Meski demikian, sebenarnya ada beberapa pimpinan negara-negara itu yang serius mengatasi masalah dengan cara menghapus berbagai peraturan diskriminatif yang ada di sistem hukum mereka. Mereka termasuk Gus Dur dari Indonesia, Chuan Leekpai dari Thailand, dan Benigno Aquino Jr. dari Filipina.

Kontras dengan Gus Dur, di era Jokowi pelanggaran HAM bukan hanya tidak selesai, tapi juga bertambah dan menumpuk: dari extra judicial killing, penghilangan paksa, kekerasan seksual, pembantaian, hingga tahanan politik (pesakitan politik)--puluhan orang Papua ditahan hanya karena aspirasi politik mereka.

"Jadi apakah Presiden gagal selesaikan kasus pelanggaran HAM hingga kini? Saya kira, ya, ia gagal. Kalau lihat dalam konteks Asia Tenggara, Jokowi belum melakukan apa-apa," katanya.

Jokowi, misalnya kata Andreas, tak berani membongkar peraturan-peraturan diskriminatif yang terbit di era SBY.

"SKB tiga menteri, FKUB, perda-perda syariah, hingga penguatan pasal penodaan agama. SBY tidak hanya membiarkan pelanggaran HAM, tapi juga menciptakan infrastruktur yang diskriminatif. Kunci menghentikan pelanggaran HAM adalah menghapus atau mencabut aturan yang diskriminatif. Aturan-aturan tersebut menyebabkan orang cenderung main hakim sendiri," katanya.

Absen dalam Pidato

Ada lima hal yang jadi fokus pemerintahan Jokoi-Ma'ruf Amin, setidaknya itu terlihat lewat apa yang Jokowi sampaikan dalam pidato pelantikan Presiden-Wakil Presiden 2019-2024 yang digelar di Gedung DPR/MPR, Ahad, 20 Oktober 2019.

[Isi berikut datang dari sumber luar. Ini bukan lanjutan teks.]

PR #10246, opened 2022-11-10
DPL: reduce level of messages which go to InfoLogger

ktf:
This moves all the messages to the support (6-10) level and below, apart those which are fatal.

Moreover, the first message in one of the levels between (6-10) is reported, with an additional comment to the shifter on where the rest of the messages will go.

### DIFF
--- a/Framework/DataTakingSupport/src/Plugin.cxx
+++ b/Framework/DataTakingSupport/src/Plugin.cxx
@@ -62,9 +62,14 @@ auto createInfoLoggerSinkHelper(InfoLogger* logger, InfoLoggerContext* ctx)
 {
   return [logger,
           ctx](const std::string& content, const fair::LogMetaData& metadata) {
+    if (!logger) {
+      return;
+    }
+
     // translate FMQ metadata
     InfoLogger::InfoLogger::Severity severity = InfoLogger::Severity::Undefined;
     int level = InfoLogger::undefinedMessageOption.level;
+    static int lastReportedToOps = 10;
 
     if (metadata.severity_name == fair::Logger::SeverityName(fair::Severity::nolog)) {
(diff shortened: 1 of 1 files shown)


ktf:
I received feedback that too many messages appear in the OPS (1-5) level, providing excessive logs to be parsed / understood to the shifter.

My proposal is that we report all the messages (but the first one) at a the level > 6 (i.e. support and beyond) for all the severities (but fatal).

This basically will mean that what the shifter will see is something along the lines of:

```
[WARNING]: some warning
[WARNING]: First message for severity WARNING encountered. The rest will be reported to support level only.
[ERROR]: some error
[ERROR]: First message for severity ERROR encountered. The rest will be reported to support level only.
[FATAL]: a fatal error
```

alternatively we could reset the counter every (say) 10 seconds.

davidrohr:
why do we need this? We can set the infologger-threshold with the `--infologger-severity` command line option?
On the EPNs we have `--infologger-severity important`. If this is due to the complaint about too many messages on the FLPs, I would propose we use the same setting in the FLP workflows.

I don't think it makes much sense to filter in FLPs and EPNs in different ways.

I mean, I am not principally against changing the levels, but I would not do it in a way that they are generally suppressed.

davidrohr:
and I do not agree in throttling important, alarm, and error severities.
They should not spam, in case they do it should be fixed in the code, but not on InfoLogger level.

ktf:
I think the message I got is that the OPS level should really be left for messages targeted to shifters, with clear indications of what should be the action to be performed. E.g. "Call PDP on call". This was an attempt to reduce the verbosity, but I agree, it's not actually what is needed. Let's discuss in the SRC meeting as you proposed.

PR #10249, opened 2022-11-10
IDCs: Disable offset for validity range when storing IDCs in the CCDB

matthias-kleiner:
- GainMap using tracks: Store also the RMS map in the CCDB


wiechula (approved):

matthias-kleiner:
can this be merged? The error seems unrelated

martenole:
Failure unrelated, merging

Tak ada penegakan hukum dan HAM dalam pidato itu. Saat itu Direktur Amnesty International Indonesia Usman Hamid mengatakan tidak ada penegakan hukum dan HAM dalam pidato pelantikan "bukan lagi upaya melupakan, melainkan untuk menyangkal kejahatan masa lalu."

Tapi bagi mantan Deputi IV Bidang Komunikasi Politik dan Diseminasi Informasi Kantor Staf Presiden Eko Sulistyo, forum tersebut memang bukan tempat untuk memaparkan seluruh detail rencana kerja--penuntasan kasus HAM ada di dalamnya.

Sementara Ma'ruf Amin mengatakan "pemerintah tetap memegang komitmen untuk terus berupaya mencari solusi yang terbaik."

Pernyataan ini menegaskan pemerintah masih berupaya menuntaskan kasus HAM, yang entah terealisasi atau sama seperti periode pertama lalu yang tak menghasilkan apa pun kecuali kekecewaan para keluarga korban kekerasan.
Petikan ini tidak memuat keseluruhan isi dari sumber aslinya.